Misc¶

Proof

In an RSA context, \(N\) has no small prime factor, thus the algorithm's \(a\) at step 4 will remain small enough that \(\gcd(a, N) = 1\) will hold.(If it did not, \(a\) would be a factor of \(N\) found by trial division; a trivial modification of the algorithm additionally handles \(N\) with such small factors).

For any valid RSA triple \((N, e, d)\), it holds that \((a^e)^d \bmod N = a\) for any integer \(a \in [0, n)\). Thus for any \(a\) used in the algorithm, \(a^{ed - 1} \bmod N = 1\) holds. That is, \(a^{f} = (a^t)^{2^s} \equiv 1 \pmod N\).

For most \(N\), step 4 will quickly find an \(a\) with \(a^t \not\equiv 1 \pmod N\). Because \(N\) is square-free, by the Chinese Remainder Theorem, an \(a\) coprime to \(N\) is rejected iff \(a^t \pmod p = 1\) for all primes \(p \mid N\). Since \(t\) is odd, if \(a^t \pmod p = 1\) holds for \(a\), then \(\tilde{a}^t \pmod p = p - 1 \neq 1\) holds for \(\tilde{a} = -a \pmod p\). Thus, for \(a\) coprime to \(N\) chosen randomly in some large interval, the probability of \(a^t \equiv 1 \pmod N\) is at most \(1/2\). That is independently for each \(p\), thus \(a^t \not\equiv 1 \pmod N\) has probability \(\geqslant 1 - 2^{-m}\) where \(m \geqslant 2\) is the number of factors of \(N\). Using the consecutive primes \(a\) (rather than random \(a\)) works well in practice for random instances of the problem.

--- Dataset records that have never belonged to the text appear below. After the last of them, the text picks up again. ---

PR #3585, opened 2023-07-12
Move Ledger from sled-agent to omicron-common

andrewjstone:


common/src/ledger.rs
```diff
@@ -203,7 +203,29 @@ pub trait Ledgerable: DeserializeOwned + Serialize + Send + Sync {
...
-    use omicron_test_utils::dev::test_setup_log;
+
+    pub use dropshot::test_util::LogContext;
+    use dropshot::ConfigLogging;
+    use dropshot::ConfigLoggingIfExists;
+    use dropshot::ConfigLoggingLevel;
+
+    // Copied from `omicron-test-utils` to avoid a circular dependency where
+    // `omicron-common` depends on `omicron-test-utils` which depends on
+    // `omicron-common`.
```
sunshowers, line 214: Oh omicron-test-utils can't re-export this function because `#[cfg(test)]` doesn't propagate to dependencies, right

sunshowers (approved):

common/src/ledger.rs
andrewjstone: I'm more worried about the fact that `omicron-test-utils` depends on `omicron-common`. `omicron-test-utils` does export this, as it's used all over omicron, unless I"m confused about something.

Before each iteration of step 5, it holds \(1 < b < N\) with \(i \geqslant 1\), and \(b^{(2^i)} \equiv 1 \pmod N\). Thus, after at most \(s - 1\) computations in step 5 we reach step 6 with \(b \bmod N \neq 1\) and \(b^2 \bmod N = 1\).

Step 6 excludes the case \(b = N - 1\), which is rare in practice.

Thus at step 7, \(\gcd(b - 1, N)\) is a nontrivial factor of \(N\).